The morning prayer wailer’s call to Allah filled the early morning darkness; echoing across the valleys were prayers broadcast from grey metal loudspeakers perched on the top of the rectangular columns of the mosques. I lay listening to the rich resonance of the deep male voice in prayer to Allah. Sound was alongside the lightening sky. Wailing from disabled children in the corner of the alleyway accompanied the sunrise.
There seems to me to be a very high rate of disability here. Perhaps because of birthing difficulties due to inadequate health care…or perhaps where I live at home there is segregation and not in such public view; perhaps heredity….or other reasons I am not aware of… I’m not sure.
We had a beautiful boy with a disability mind our car one day. Amongst the group of boys who came to ask if they could mind our car whilst we walked in a Ksar…Max and I chose one particular boy. There was something in his eyes. Honesty. For us not being able to speak Arabic or French didn’t matter – because this boy could not speak at all…so we gestured to him to look after our car and we would pay him when we returned. He nodded and smiled with pride. He took his task so seriously – shooing away and getting annoyed with little children and protecting Penny even after we paid him. He bowed his head and gestured with his left hand on his heart his gratitude for his prestigious role and payment, and he still wanted to help me latch the cover down. Penny left this boy standing waving to us as I had tears in my eyes.
The reason for Penny to be overseen in the street was because we had ventured into one of the mud built Ksars….homes which were cubicles made from mud and daub, which grew and evolved around the curved dome of the centre mosque; and were like a warren of darkened alleyways which hung doorways into a life I just could not imagine; where people over the centuries have called their home.

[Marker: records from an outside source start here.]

PR #168, opened 2026-05-05
Update mpv to include the pdune beams

nvpm-lab:
Adds a configurable beam mode to the MultiPartVertex generator where particles are placed on the surface of an upstream hemisphere rather than uniformly within the TPC volume specifically designed for PDVD, PDSP, and PDHD.
**What changed**
BeamMode: when true, start positions are sampled uniformly on a hemisphere of radius BeamRadius centred on BeamEntrance, with the flat face flush with the detector entrance plane
BeamInwardDirection: unit vector pointing into the detector, defines hemisphere orientation (default [0,0,1] for PDVD)
BeamTargetRadius: particles are aimed at a random point within a disk of this radius around BeamEntrance, simulating a finite beam spot. Set to 0 to aim at the exact entrance point

New fcl parameters
```
BeamMode:            true
BeamEntrance:        [94.8, 142.6, 0.7]  
BeamRadius:          15.0                
BeamTargetRadius:    0.0                
BeamInwardDirection: [0.0, 0.0, 1.0]  
```

Adding beam mode generator display (BeamMode: true) and standard isotropic display (BeamMode: false) for comparison --> 20 events
image

### DIFF
--- a/larsim/EventGenerator/MultiPart/MultiPartVertex_module.cc
+++ b/larsim/EventGenerator/MultiPart/MultiPartVertex_module.cc
@@ -5,6 +5,17 @@
 //
 // Generated at Tue Dec 13 15:48:59 2016 by Kazuhiro Terao using artmod
 // from cetpkgsupport v1_11_00.
+//
+// Modified to support beam-mode hemisphere start position:
+//   particles are generated on the surface of a hemisphere of configurable
+//   radius, centered on a beam entrance point, with the flat face of the
+//   hemisphere flush with the detector entrance.  The momentum direction
+//   is always aimed from the surface point back through the entrance and
+//   into the detector.
+//
+// Further modified: allow random target point around beam entrance
+//   (BeamTargetRadius) so that particles are aimed at a random point
+//   within a disk of that radius, simulating a finite beam spot.
 ////////////////////////////////////////////////////////////////////////
 
 #include "art/Framework/Core/EDProducer.h"
@@ -70,9 +81,17 @@ public:
   TVector3 GenPosition();
   TVector3 GenBoost();
 
-  std::array<double, 3U> extractDirection() const;
+  // Beam-mode generators
+  TVector3 GenBeamEntrancePosition();
+  TVector3 GenBeamTarget() const;
+  std::array<double, 3U> GenBeamDirection(const TVector3& start_pos,
+                                          const TVector3& target) const;
+
+  std::array<double, 3U> extractDirection() const; 
   TVector3 GenMomentum(const PartGenParam& param, const double& mass);
   TVector3 GenMomentum(const PartGenParam& param, const double& mass, bool& same_range);
+  TVector3 GenMomentum(const PartGenParam& param, const double& mass,
+                       bool& same_range, const std::array<double, 3>& dir);
 
   double GenMomentumSF(const double& sf, const double& mass, const double& p);
   std::vector<size_t> GenParticles() const;
@@ -112,6 +131,25 @@ private:
 
   bool _use_boost;
   bool _revert;
+
+  // ---------------------------------------------------------------
+  // Beam-mode members
+  // ---------------------------------------------------------------
+  bool _beam_mode;
+
+  // Centre of the hemisphere = the nominal beam entrance point on the
+  // detector face, in LArSoft cm coordinates.
+  std::array<double, 3> _beam_entrance;
+
+  // Radius of the hemisphere [cm].  Particles are placed on this surface.
+  double _beam_radius;
+
+  // Unit vector pointing *into* the detector from the entrance face.
+  std::array<double, 3> _beam_inward_dir;
+
+  // Radius (in cm) of the disk in which the random target point is generated
+  // around _beam_entrance.  If zero, target = _beam_entrance exactly.
+  double _beam_target_radius;
 };
 
 void MultiPartVertex::abort(const std::string msg) const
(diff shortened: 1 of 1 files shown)


lgarren:
trigger build

larsim/EventGenerator/MultiPart/MultiPartVertex_module.cc
```diff
@@ -197,9 +273,9 @@ MultiPartVertex::MultiPartVertex(fhicl::ParameterSet const& p)
   _multi_min = std::max(_multi_min, multi_min);
   if (_multi_max < _multi_min) this->abort("Overall MultiMax <= overall MultiMin!");
 
-  if (!xrange.empty() && xrange.size() > 2) this->abort("Incompatible legnth @ X vector!");
-  if (!yrange.empty() && yrange.size() > 2) this->abort("Incompatible legnth @ Y vector!");
-  if (!zrange.empty() && zrange.size() > 2) this->abort("Incompatible legnth @ Z vector!");
+  if (!xrange.empty() && xrange.size() > 2) this->abort("Incompatible length @ X vector!");
```
tomjunk, line 276: I'd prefer these messages to indicate that they come from MultiPartVertex_module.cc -- is this something the abort() method has in it?  I'll see what abort() does.

tomjunk: Here's what abort() does:

https://github.com/nvpm-lab/larsim/blob/86862417c4861d49c988bf8c718f11b1332580bd/larsim/EventGenerator/MultiPart/MultiPartVertex_module.cc#L156

it just prints out the message (which doesn't say what module threw the error) and throws an error.  I like the error throwing, but better messages would be good.

tomjunk:
> BeamInwardDirection: unit vector pointing into the detector, defines hemisphere orientation (default [0,0,1] for PDVD)

Isn't PDVD angled at 45 degrees wrt the beam?  And is there any dip angle to the beam in NP02?  There's about a 10 degree dip in NP04 of the beam with respect to vertical.  A totally horizontal beam in NP02 would be more difficult to reconstruct than it has to be.

tomjunk:
> BeamMode: when true, start positions are sampled uniformly on a hemisphere of radius BeamRadius centred on BeamEntrance, with the flat face flush with the detector entrance plane
BeamInwardDirection: unit vector pointing into the detector, defines hemisphere orientation (default [0,0,1] for PDVD)
BeamTargetRadius: particles are aimed at a random point within a disk of this radius around BeamEntrance, simulating a finite beam spot. Set to 0 to aim at the exact entrance point

And I'm not sure I understand what the physics process is here.  Seems like this is a recipe for generating particles with a broad range of directions.  If I look at the old code, it seems isotropic, which doesn't sound plausible for any distribution of particles made when a beam hits material (I would expect more forward-going ones).  This modification looks more forward-going, but where is the justification for the angular distribution?  Is it meant to match some data?

larsim/EventGenerator/MultiPart/MultiPartVertex_module.cc
```diff
@@ -409,18 +573,6 @@ TVector3 MultiPartVertex::GenBoost()
   return TVector3(bx, by, bz);
 }
 
-std::array<double, 3U> MultiPartVertex::extractDirection() const
-{
-  double ct = fFlatRandom->fire(-1.0, 1.0);
```
tomjunk, line 414: This old code seems to generate isotropic directions -- why?  Half of the directions are backwards.  At least in the new code, according to the comments, directions are forwards, but they still have a lot of transverse components.

nvpm-lab:
> > BeamMode: when true, start positions are sampled uniformly on a hemisphere of radius BeamRadius centred on BeamEntrance, with the flat face flush with the detector entrance plane
> > BeamInwardDirection: unit vector pointing into the detector, defines hemisphere orientation (default [0,0,1] for PDVD)
> > BeamTargetRadius: particles are aimed at a random point within a disk of this radius around BeamEntrance, simulating a finite beam spot. Set to 0 to aim at the exact entrance point
> 
> And I'm not sure I understand what the physics process is here. Seems like this is a recipe for generating particles with a broad range of directions. If I look at the old code, it seems isotropic, which doesn't sound plausible for any distribution of particles made when a beam hits material (I would expect more forward-going ones). This modification looks more forward-going, but where is the justification for the angular distribution? Is it meant to match some data?

The isotropic angular distribution was agreed upon after discussion with the SPINE group. While one could model the exact beam angular distribution, the suggestion was to keep an isotropic distribution for both PDVD and PDHD for now, around the beam entrance. The key improvement here is not the angular distribution but the start position; rather than generating vertices at arbitrary points inside the detector volume, particles are constrained to originate near the beam entrance region. This gives SPINE a more physical training set where beam activity is localised to where the beam actually enters the detector, without committing to a specific angular model.

tomjunk:
It might be good to add a comment or even a message printed out in the constructor to tell users that this generator is to be used only for training AI/ML tools due to its flat(ish) phase-space coverage.

nvpm-lab:
Ok I will add that.

nvpm-lab:
`************************************************************
  MultiPartVertex: INTENDED FOR AI/ML TRAINING USE ONLY
  This generator samples phase space with broad, approximately
  uniform distributions (flat in KE/momentum, isotropic in
  angle, uniform in vertex position) to maximise detector-
  response coverage for training and validating reconstruction
  models.  It does NOT apply physical cross-section or flux
  weighting and is NOT suitable for physics analyses requiring
  a realistic kinematic or rate prior.
************************************************************`
Now the generator print this while running

tomjunk:
Did you make your error messages more descriptive regarding what threw the error?  It is awkward for people debugging to grep through the entire code base for a message they do not know the origin of.  Especially when messages are constructed from constant strings.  This can be made as simple as updating the abort() method to say what module the error is coming from.

Nivedpm6:
> Did you make your error messages more descriptive regarding what threw the error? It is awkward for people debugging to grep through the entire code base for a message they do not know the origin of. Especially when messages are constructed from constant strings. This can be made as simple as updating the abort() method to say what module the error is coming from.

I don't understand.., that was not an error . That is the description you told me to add so that people will know  that this is an ML training specific generator..

knoepfel:
@tomjunk and @nvpm-lab, what is the status of this PR?

tomjunk:
Sorry to be slow!    The error message I was concerned about is this one:

Incompatible length @ X vector!

which goes to cerr and then a std::exception gets thrown.  I think that message is enough if the module that originated it gets its name printed out as well, but otherwise it can be very mysterious, as the message could have come from anywhere in a large codebase and a user would have to grep through a lot of code to find it to understand how to debug it.  If the framework prints out the offending module's name when catching errors, that's fine.

tomjunk:
After checking some examples, it looks like _art_ does in fact print the offending module's name when catching exceptions. so I'll go ahead and approve it.

tomjunk (approved):
Approved since the framework provides more context when exceptions are thrown to help users debug the situation.  Some error messages look like they don't provide a lot of info.

lgarren:
code-checks

lgarren:
trigger build

lgarren:
approve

It had been arranged for us to visit one of these Ksars the following day and although fascinating, I felt quite voyeuristic walking through the dusty damp corridors where women in black wafted through the dust carrying baskets and peering at us through a horizontal rectangular window of fabric.
Looking up I saw the skeleton of the covering of these mud corridors. Horizontal rough sawn beams or trunks of small trees which held up smaller pieces of wood in the opposite direction, supported sheets of mud and straw which shuddered with small grains of mud falling in the room below when people walked on these structures above. Many of these homes built in the 16th century had succumbed to gravity and all that remains of the space in which some families ate and slept and lived were the bones of trunks of trees poking out from the rubbled piles of rock and hardened mud.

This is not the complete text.